DESCRIPTION OF THE TASK →
Reply with one number: the count of lines in the records below that hold "timestamp".
── DATA EXTRACTS ──
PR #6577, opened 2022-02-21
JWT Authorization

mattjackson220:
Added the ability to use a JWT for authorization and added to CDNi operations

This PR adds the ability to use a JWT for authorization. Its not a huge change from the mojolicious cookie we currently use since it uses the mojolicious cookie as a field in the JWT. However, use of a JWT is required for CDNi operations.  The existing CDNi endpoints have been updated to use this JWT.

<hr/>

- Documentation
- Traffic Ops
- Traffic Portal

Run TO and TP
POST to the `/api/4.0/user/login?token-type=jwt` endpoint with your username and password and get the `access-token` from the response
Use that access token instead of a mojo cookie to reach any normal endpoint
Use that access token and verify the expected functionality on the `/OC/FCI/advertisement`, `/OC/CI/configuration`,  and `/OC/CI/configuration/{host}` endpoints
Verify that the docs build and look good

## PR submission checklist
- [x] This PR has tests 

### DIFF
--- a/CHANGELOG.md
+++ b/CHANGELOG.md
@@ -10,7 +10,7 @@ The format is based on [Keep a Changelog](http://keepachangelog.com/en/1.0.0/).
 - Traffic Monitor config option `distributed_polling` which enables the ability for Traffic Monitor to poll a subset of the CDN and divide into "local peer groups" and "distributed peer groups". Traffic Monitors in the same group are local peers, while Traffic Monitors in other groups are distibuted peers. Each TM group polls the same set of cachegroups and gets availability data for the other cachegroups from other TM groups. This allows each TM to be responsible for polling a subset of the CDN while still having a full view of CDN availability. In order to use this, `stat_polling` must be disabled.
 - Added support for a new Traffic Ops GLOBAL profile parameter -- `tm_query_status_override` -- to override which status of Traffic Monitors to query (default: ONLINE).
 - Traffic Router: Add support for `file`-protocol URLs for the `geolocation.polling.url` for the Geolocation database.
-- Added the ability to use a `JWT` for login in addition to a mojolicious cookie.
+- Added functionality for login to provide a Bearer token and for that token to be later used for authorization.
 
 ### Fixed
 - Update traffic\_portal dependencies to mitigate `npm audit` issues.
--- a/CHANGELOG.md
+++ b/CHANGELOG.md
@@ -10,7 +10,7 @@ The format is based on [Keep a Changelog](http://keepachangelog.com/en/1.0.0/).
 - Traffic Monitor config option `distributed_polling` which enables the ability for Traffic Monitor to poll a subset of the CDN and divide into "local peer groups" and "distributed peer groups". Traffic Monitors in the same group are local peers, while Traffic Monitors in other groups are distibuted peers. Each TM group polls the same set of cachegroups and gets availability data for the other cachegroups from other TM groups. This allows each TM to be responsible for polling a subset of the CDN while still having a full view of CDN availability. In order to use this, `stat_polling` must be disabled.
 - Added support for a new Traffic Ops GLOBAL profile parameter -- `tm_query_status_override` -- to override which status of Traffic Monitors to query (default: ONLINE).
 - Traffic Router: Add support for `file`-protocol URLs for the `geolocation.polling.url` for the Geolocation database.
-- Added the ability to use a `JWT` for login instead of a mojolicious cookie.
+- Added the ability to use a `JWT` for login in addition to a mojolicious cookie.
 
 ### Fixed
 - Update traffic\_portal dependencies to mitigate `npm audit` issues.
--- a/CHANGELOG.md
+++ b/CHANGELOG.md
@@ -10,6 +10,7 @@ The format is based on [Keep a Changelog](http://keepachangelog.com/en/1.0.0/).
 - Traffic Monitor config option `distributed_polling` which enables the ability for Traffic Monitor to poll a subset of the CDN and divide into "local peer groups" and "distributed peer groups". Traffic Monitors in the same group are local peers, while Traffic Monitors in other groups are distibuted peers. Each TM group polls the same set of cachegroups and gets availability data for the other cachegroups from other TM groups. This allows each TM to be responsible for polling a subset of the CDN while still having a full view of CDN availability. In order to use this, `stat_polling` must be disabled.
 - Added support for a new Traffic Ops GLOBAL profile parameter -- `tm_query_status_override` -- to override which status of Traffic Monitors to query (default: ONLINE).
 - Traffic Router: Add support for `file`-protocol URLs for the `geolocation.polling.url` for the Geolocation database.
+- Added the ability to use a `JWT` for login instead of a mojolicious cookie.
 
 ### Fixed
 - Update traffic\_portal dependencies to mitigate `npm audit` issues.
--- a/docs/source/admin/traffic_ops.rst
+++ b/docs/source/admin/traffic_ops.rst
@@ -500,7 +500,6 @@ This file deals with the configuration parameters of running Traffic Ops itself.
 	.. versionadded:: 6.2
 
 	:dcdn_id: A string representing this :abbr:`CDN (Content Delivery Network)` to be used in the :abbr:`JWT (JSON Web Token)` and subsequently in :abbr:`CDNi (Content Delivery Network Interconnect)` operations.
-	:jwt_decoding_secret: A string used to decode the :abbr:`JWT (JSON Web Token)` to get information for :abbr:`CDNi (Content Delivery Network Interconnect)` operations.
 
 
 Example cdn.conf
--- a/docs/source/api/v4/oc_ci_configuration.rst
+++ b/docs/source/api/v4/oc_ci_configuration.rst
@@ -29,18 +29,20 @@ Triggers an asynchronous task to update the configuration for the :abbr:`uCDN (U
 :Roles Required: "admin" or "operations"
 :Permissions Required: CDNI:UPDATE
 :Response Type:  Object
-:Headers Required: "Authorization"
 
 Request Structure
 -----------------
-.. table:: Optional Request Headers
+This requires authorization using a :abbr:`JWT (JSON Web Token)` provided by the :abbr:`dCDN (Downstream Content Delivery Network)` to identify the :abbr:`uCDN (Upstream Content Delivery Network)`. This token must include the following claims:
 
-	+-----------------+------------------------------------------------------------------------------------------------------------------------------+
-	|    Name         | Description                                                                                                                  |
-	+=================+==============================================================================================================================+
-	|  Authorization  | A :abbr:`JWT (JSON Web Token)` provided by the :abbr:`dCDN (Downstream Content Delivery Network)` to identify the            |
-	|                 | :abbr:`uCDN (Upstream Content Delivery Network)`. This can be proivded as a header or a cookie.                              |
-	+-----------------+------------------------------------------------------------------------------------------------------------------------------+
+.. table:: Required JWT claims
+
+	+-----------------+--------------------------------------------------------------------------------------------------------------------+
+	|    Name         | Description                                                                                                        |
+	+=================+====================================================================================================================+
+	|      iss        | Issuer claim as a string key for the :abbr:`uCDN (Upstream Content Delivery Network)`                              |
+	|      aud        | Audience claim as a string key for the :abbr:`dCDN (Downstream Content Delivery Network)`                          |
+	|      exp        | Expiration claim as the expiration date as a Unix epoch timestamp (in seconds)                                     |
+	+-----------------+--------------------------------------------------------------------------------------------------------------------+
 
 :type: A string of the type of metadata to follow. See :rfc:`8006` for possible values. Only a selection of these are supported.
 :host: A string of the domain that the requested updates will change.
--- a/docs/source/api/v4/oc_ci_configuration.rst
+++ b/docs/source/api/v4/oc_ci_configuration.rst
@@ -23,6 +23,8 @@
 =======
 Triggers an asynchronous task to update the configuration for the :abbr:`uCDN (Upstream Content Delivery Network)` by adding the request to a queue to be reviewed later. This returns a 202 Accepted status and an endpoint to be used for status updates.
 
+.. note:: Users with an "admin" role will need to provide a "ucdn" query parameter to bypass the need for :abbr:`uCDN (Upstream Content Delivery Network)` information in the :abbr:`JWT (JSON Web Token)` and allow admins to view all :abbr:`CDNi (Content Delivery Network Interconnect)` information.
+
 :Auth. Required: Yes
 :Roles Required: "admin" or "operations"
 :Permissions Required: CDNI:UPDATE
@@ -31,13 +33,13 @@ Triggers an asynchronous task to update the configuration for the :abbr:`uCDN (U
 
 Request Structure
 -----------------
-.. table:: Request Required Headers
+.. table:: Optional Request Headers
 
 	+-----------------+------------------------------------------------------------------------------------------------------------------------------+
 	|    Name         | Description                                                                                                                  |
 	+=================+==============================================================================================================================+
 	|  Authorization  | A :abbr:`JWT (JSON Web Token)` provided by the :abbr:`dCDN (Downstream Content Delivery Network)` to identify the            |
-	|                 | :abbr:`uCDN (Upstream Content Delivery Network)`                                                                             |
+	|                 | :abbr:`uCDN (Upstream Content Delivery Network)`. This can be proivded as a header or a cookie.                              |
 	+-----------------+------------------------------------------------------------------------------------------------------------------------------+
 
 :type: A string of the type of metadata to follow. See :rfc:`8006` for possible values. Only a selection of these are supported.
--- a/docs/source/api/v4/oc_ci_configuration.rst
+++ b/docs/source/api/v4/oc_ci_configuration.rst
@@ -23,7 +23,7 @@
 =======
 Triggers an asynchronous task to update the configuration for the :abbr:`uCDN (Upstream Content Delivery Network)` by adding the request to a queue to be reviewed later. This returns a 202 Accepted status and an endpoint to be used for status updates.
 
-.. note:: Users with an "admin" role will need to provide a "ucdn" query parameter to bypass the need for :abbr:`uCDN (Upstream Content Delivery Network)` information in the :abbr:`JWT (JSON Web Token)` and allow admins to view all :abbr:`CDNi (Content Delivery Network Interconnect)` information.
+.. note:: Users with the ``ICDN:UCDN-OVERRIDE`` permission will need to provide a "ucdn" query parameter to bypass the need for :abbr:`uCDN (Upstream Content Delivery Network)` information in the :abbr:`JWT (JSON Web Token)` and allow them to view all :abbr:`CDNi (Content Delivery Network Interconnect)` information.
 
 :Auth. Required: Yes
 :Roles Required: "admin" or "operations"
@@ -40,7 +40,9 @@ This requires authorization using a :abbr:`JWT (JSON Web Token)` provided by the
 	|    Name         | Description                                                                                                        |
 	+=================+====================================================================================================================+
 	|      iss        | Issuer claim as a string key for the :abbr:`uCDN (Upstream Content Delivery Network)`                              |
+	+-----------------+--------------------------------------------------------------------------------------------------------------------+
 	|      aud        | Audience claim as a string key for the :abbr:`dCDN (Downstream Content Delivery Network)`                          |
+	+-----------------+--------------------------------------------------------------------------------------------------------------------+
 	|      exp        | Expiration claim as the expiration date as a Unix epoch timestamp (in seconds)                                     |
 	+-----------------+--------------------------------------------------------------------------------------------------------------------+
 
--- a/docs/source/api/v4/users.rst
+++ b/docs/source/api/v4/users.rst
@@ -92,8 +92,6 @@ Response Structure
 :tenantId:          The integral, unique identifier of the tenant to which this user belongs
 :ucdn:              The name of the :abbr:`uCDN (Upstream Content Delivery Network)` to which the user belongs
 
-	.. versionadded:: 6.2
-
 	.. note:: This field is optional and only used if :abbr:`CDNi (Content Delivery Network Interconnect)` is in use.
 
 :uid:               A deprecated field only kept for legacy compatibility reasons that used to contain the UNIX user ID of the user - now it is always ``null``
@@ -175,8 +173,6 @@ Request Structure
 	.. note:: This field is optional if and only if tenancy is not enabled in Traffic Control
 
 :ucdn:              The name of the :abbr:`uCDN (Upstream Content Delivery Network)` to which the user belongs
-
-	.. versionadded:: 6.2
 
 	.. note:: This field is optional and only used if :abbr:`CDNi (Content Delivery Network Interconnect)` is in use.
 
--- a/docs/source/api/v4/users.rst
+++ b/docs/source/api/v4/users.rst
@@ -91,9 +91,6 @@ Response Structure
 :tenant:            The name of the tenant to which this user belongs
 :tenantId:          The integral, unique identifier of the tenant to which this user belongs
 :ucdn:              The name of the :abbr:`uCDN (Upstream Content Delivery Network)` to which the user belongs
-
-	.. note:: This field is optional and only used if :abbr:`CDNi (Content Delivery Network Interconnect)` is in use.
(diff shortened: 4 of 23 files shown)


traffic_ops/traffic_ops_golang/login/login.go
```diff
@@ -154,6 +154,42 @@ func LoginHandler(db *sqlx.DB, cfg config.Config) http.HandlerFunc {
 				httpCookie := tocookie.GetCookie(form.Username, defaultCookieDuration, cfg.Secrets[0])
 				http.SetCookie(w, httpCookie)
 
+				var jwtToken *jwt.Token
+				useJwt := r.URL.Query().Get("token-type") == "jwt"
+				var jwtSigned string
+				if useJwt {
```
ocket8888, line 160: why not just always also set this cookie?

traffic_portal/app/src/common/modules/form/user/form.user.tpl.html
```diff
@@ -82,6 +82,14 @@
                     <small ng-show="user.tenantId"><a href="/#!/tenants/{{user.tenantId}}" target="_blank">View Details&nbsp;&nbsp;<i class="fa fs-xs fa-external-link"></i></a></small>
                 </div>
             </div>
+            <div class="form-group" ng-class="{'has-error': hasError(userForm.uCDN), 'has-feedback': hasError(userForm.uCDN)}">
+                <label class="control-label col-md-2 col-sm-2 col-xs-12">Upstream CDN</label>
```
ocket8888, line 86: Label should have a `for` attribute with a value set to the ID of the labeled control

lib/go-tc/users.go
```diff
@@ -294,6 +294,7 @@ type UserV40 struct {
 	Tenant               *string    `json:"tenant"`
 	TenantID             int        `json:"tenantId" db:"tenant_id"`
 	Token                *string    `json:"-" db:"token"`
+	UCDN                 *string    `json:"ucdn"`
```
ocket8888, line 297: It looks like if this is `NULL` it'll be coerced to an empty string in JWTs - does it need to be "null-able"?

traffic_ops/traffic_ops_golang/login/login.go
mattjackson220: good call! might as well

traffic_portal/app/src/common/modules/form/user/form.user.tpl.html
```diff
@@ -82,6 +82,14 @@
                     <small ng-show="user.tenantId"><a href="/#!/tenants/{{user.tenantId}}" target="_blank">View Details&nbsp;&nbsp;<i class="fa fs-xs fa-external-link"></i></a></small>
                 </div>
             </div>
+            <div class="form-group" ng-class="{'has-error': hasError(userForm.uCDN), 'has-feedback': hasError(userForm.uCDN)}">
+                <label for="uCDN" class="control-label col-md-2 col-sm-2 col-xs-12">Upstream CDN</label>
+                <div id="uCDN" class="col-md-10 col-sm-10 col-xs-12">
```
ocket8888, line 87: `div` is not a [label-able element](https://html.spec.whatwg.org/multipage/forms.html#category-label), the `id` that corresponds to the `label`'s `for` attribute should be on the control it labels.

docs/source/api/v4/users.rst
───
SOLUTION TO THIS TASK →
2